A few points from reading your posts:
1) Reading different voltages across a capacitor is normal, a fundamental part of the capacitor design is a dielectric - that is, an insulator. Something which does not allow for the passage of electrons.
They're often used in circuits to block DC voltage from one part of the circuit from influencing another part of the circuit. Fun thing about caps - they don't allow DC to pass (DC will cause a capacitor to build a charge, but that charge won't release until the voltage acting on it is released). It is this property that allows AC...E.G. audio signals...to pass across a capacitor...a trick of electromagnetism that I spent a good 30 minutes explaining to my apprentice earlier this week.
2) A lack of voltage as compared to ground simply means that there is no potential between that point and ground - that is, there is no difference in electrical pressure between the point that you are measuring and ground. If you were to attach a wire between those two points, no electrons would flow. This does not mean that there is a problem at this point unless you're measuring a point that is supposed to have some sort of potential to ground.
3) You should not read much, if any, DC voltage on the left or right side of the footswitch - these are your input and output poles, and depending on the switch position they're either grounded or there is a capacitor between these points and any DC voltage source. The center pole may show potential to ground on the top terminal only but that will depend on the position of the switch as well. If the switch is currently completing the ON/OFF indicator LED circuit to ground, you will not read DC voltage ANYWHERE on the switch. If the switch is not completing that circuit, then you will see something in the range of your power supply voltage on the top center position ONLY.
If you do not see voltage on the center top terminal of your switch, it is either currently in the "effect on" position, or there is a problem upstream of that point. That is, unless you have a bridge or a whisker or something shorting out the connections on your bypass switch.
-----
A lesson that stuck with me from my apprenticeship: In a troubleshooting mindset, you need to know what measurement you expect to see *before* you take a reading. Otherwise it's just meaningless data.
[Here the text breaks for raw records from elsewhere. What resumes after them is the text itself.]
PR #293, opened 2018-01-14
Use portable fstatat instead of dirent.d_type

ip1981:
Portability means source code portability (this is true that Solaris-based systems lack `d_type`) and runtime portability which means that the application should always test for `d_type == DT_UNKNOWN` (some filesystems may not set `d_type`).

Ref. https://www.osdyson.org/projects/dyson/wiki/Particular_recipes#Missing-d_type-of-struct-dirent

### DIFF
--- a/src/sarray1.c
+++ b/src/sarray1.c
@@ -132,6 +132,7 @@
 #include <string.h>
 #ifndef _WIN32
 #include <dirent.h>     /* unix only */
+#include <sys/stat.h>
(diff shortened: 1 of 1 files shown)


ip1981:
Other option is to delete this code because:

1) it does not compile sometimes
2) if compiled, sometimes does not work as expected

:)

DanBloomberg:
Sorry I didn't get around to this sooner.   This is very nice, and much appreciated.

  -- Dan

That's where this board comes in. We can help to interpret the data that you provide, but remember that none of us is sitting at your bench with a meter or an audio probe. We can only see what is in focus and unobscured in your photos, and we can only interpret voltages if we know for certain where that measurement was taken.
Truthfully, I get it. I know where you're at, because I was right where you are a little less than a year ago when I was first getting back into the whole DIY pedal thing. I built a Klon that never got finished because I got too hasty with condemning components and eventually ended up ripping out a bunch of traces while de-soldering. I posted a thread on another forum where I even questioned if my PCB was defective...which is a little less common than, say, getting a bad resistor. Which is to say; buy a lottery ticket if you get a defective PCB.
Confirm those voltage readings for us, and it would probably be a good idea to build yourself an audio probe as well.
Stickman393
Well-known member
Sometimes that's all you can do, de-soldering can lead to board damage. I've scrapped boards in the past; I built an unpleasant surprise that lived up to it's namesake.
Solid core wire is a good way to go: no whiskers. I personally tend to use 26awg. Just be careful not to put any strain on those wire to board connections and you should be fine.
Solid core wire is a good way to go: no whiskers. I personally tend to use 26awg. Just be careful not to put any strain on those wire to board connections and you should be fine.